Par rapport à la médiation, elle a mis en exergue le rétablissement du « pont » entre les deux rives du fleuve Congo, allusion faite aux derniers événements de l’expulsion forcée des RDCongolais résidant au Congo-Brazzaville. Elle a pour ce faire sollicité l’appui des Présidents Joseph Kabila Kabange et Denis Sassou N’Guesso. Toujours dans le cadre de la médiation, elle a évoqué le cas de Mme le maire de Bangui dont la ville est en proie à diverses exactions. En définitive, elle a plaidé pour des maires soumis à des situations extrêmes.

Elle s’est appesantie, dans son intervention, sur deux messages issus des travaux de Kinshasa : l’accueil à Paris, début 2015, d’une conférence sur le climat, soulignant que  » Le respect de la planète, c’est le respect de l’humain », et le prochain sommet de Dakar en ce mois de novembre 2014, occasion donnée aux  » maires francophones être reconnus, intégrés », non pas seulement comme participants, mais comme opérateurs détenant la légitimité politique.

Tunis devant accueillir le prochain rendez-vous de l’Aimf, Mme Hidalgo a laissé parler son coeur en considérant que c’est en Afrique, et particulièrement en RDC – l’un des pays les plus peuplés du continent –  » que se trouve l’avenir de la Francophonie », avant de renchérir : « Nous le savons : c’est ici en Afrique que se trouve l’avenir de l’Organisation internationale de la Francophonie ».

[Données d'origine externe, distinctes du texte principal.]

PR #61, opened 2020-08-12
Add client ID

kjgalvan:
Adds the getClientId_ function to GoogleAnalyticsEventProcessor class with subsequent tests.


src/eventProcessor/GoogleAnalyticsEventProcessor.js
```diff
@@ -115,6 +117,47 @@ class GoogleAnalyticsEventProcessor {
...
+    let clientId = this.getFromGlobalScope_('client_id', modelInterface);
+    if (!clientId || typeof clientId !== 'string') {
+      clientId = storageInterface.load('client_id');
+      if (!clientId || typeof clientId !== 'string') {
+        clientId = uniqueId.generateUniqueId();
+      }
+      storageInterface.save('client_id', clientId, this.clientIdExpires_);
+      modelInterface.set('client_id', clientId);
+    }
+    return clientId;
```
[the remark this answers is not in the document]
kjgalvan: Fixed, thank you!

test/unit/GoogleAnalyticsEventProcessor/getClientId_test.js
```diff
@@ -0,0 +1,142 @@
...
+
+  /**
+   * Builds expectation object for the `getClientId` function by passing
+   * in (if any) the client IDs stored in long term storage and the global
+   * data model.
+   * @param {string|undefined} storedClientId
+   * @param {string|undefined} modelClientId
+   * @return {!Expectation}
+   */
+  function expectClientId(
```
durbanie, line 92: I'm not sure I like this pattern. I think it could be better to reset mockStorage/mockModelInterface in a "beforeEach". Then just do a normal expect on the result of getClientId_.

This is somewhat controversial in the developer community at large, but generally Google prefers test logic to be explicit in most cases. I like the idea of having helper functions for complicated set up or complicated validation (separate), but this helper does setup and executes code under test (as well as calls the expect) in the same function.

For more info, see: 
https://testing.googleblog.com/2019/12/testing-on-toilet-tests-too-dry-make.html

src/eventProcessor/generateUniqueId.js
```diff
@@ -0,0 +1,37 @@
+goog.module('measurementLibrary.eventProcessor.generateUniqueId');
+
+/**
+ * Returns a cryptographically secure random number generator if
+ * available.
+ * @return {function(!Uint32Array):!Uint32Array|undefined}
+ */
+function useCryptoRandomValues() {
```
durbanie, line 8: nit: I wouldn't call this "use...", since it suggests a "yes" or "no" result.

test/unit/generateUniqueId/generateUniqueId_test.js
```diff
@@ -0,0 +1,62 @@
...
+    expect(window.crypto.getRandomValues).toHaveBeenCalledTimes(1);
+    expect(Math.random).toHaveBeenCalledTimes(0);
+  });
+
+  it('generates unique ID in correct format using ' +
+      '`Math.random` and `Date.getTime`', () => {
+    spyOn(window.crypto, 'getRandomValues').and.callThrough();
+    spyOn(Math, 'random').and.callThrough();
+
+    const uid = generateUniqueId(null);
```
durbanie, line 33: nit: I'd replace "null" with "undefined", since that's what "useCrypto..." would return.

PR #63, opened 2020-08-13
Add error handling and logging to Event Processor

kjgalvan:
Checks for invalid user input in constructor arguments and sets arguments to default value if detected. Also logs an error when in Debug mode.

Changes default measurement URL to Google Analytics debug server if debug is detected.

Adds tests for these changes.

### DIFF
--- a/src/eventProcessor/GoogleAnalyticsEventProcessor.js
+++ b/src/eventProcessor/GoogleAnalyticsEventProcessor.js
@@ -66,7 +66,7 @@ class GoogleAnalyticsEventProcessor {
       'measurement_id': measurementId,
       'measurement_url': measurementUrl,
       'client_id_expires': clientIdExpires,
-      'automatic_params': userAutomaticParams = [],
+      'automatic_params': userAutomaticParams,
     } = {}) {
     if (apiSecret !== undefined && typeof apiSecret !== 'string') {
       logging.log(
--- a/src/eventProcessor/GoogleAnalyticsEventProcessor.js
+++ b/src/eventProcessor/GoogleAnalyticsEventProcessor.js
@@ -16,6 +16,12 @@ const TOP_LEVEL_PARAMS = {
 };
 
 /**
+ * Default client ID expires value.
+ * @const {number}
+ */
+const DEFAULT_CLIENT_ID_EXPIRES = 2 * 365 * 24 * 60 * 60;
+
+/**
  * Returns the default Google Analytics measurement URL
  * depending on if debug mode has been enabled.
  * When in debug mode, events get sent to the debug Google Analytics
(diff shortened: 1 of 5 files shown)


src/eventProcessor/GoogleAnalyticsEventProcessor.js
```diff
@@ -50,12 +64,57 @@ class GoogleAnalyticsEventProcessor {
...
+    }
+    if (clientIdExpires === undefined || isNaN(Number(clientIdExpires))) {
+      if (clientIdExpires !== undefined) {
+        logging.log(
+          'Provided Client ID Expires is not a valid number. ' +
+              'Using default of two years instead.',
+          logging.LogLevel.ERROR
+        );
+      }
+      clientIdExpires = 2 * 365 * 24 * 60 * 60;
```
zikas, line 110: this should be a named constant

src/eventProcessor/GoogleAnalyticsEventProcessor.js
```diff
@@ -50,12 +64,57 @@ class GoogleAnalyticsEventProcessor {
...
+          logging.LogLevel.ERROR
+        );
+      }
+      measurementUrl = getDefaultMeasurementUrl();
+    }
+    if (clientIdExpires === undefined || isNaN(Number(clientIdExpires))) {
+      if (clientIdExpires !== undefined) {
+        logging.log(
+          'Provided Client ID Expires is not a valid number. ' +
+              'Using default of two years instead.',
```
zikas, line 106: I'd just say that we use default value otherwise there's always a risk that we'll change a constant and forget to update the message

src/eventProcessor/GoogleAnalyticsEventProcessor.js
```diff
@@ -50,12 +64,57 @@ class GoogleAnalyticsEventProcessor {
...
+      if (measurementUrl !== undefined) {
+        logging.log(
+          'Provided Measurement URL is not a valid string. ' +
+              'Using default URL instead.',
+          logging.LogLevel.ERROR
+        );
+      }
+      measurementUrl = getDefaultMeasurementUrl();
+    }
+    if (clientIdExpires === undefined || isNaN(Number(clientIdExpires))) {
```
zikas, line 102: isNaN(Number(clientIdExpires) should be sufficient

src/eventProcessor/GoogleAnalyticsEventProcessor.js
```diff
@@ -50,12 +64,57 @@ class GoogleAnalyticsEventProcessor {
...
+          'Provided Client ID Expires is not a valid number. ' +
+              'Using default of two years instead.',
+          logging.LogLevel.ERROR
+        );
+      }
+      clientIdExpires = 2 * 365 * 24 * 60 * 60;
+    } else {
+      clientIdExpires = Number(clientIdExpires);
+    }
+    if (Object.prototype.toString.call(userAutomaticParams) !==
```
zikas, line 114: While this is correct, could you please check what browser versions we must support. There's a chance that Array.isArray will do

src/eventProcessor/GoogleAnalyticsEventProcessor.js
kjgalvan: I also am using these blocks to also set default values - I need to detect is client_id_expires was undefined as Number(undefined) actually becomes a number (0).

En fait premier intervenant lors de la cérémonie de clôture, le gouverneur André Kimbuta a estimé qu’au regard du rapport des assises de Kinshasa, on peut dire que les travaux ont été riches en enseignements et que  » le rendez-vous de Kinshasa a tenu toutes ses promesses ».

A la base du succès, il y a évidemment la paix, l’acquis fondamental du leadership du Président Joseph Kabila Kabange.

Pari d’assises réussies, pari d’ouverture, pari de dialogue : la 34° conférence l’est dans la mesure où au cours de ces assises, à en croire le maire de la capitale congolaise, la singularité de la francophonie a été retrouvée  » pour déboucher ensemble sur les solutions les plus adéquates pour le bien-être de nos populations ».

Saluant le renforcement d’une démocratie locale et participative, M. André Kimbuta s’est dit convaincu, au regard des thèmes choix et des options levées, que les maires n’ont pas planché sur des concepts théoriques mais plutôt sur des  » projets tout à fait concrets », projets contenus dans le rapport final.

Après la photo de famille, un repas a été offert aux invités.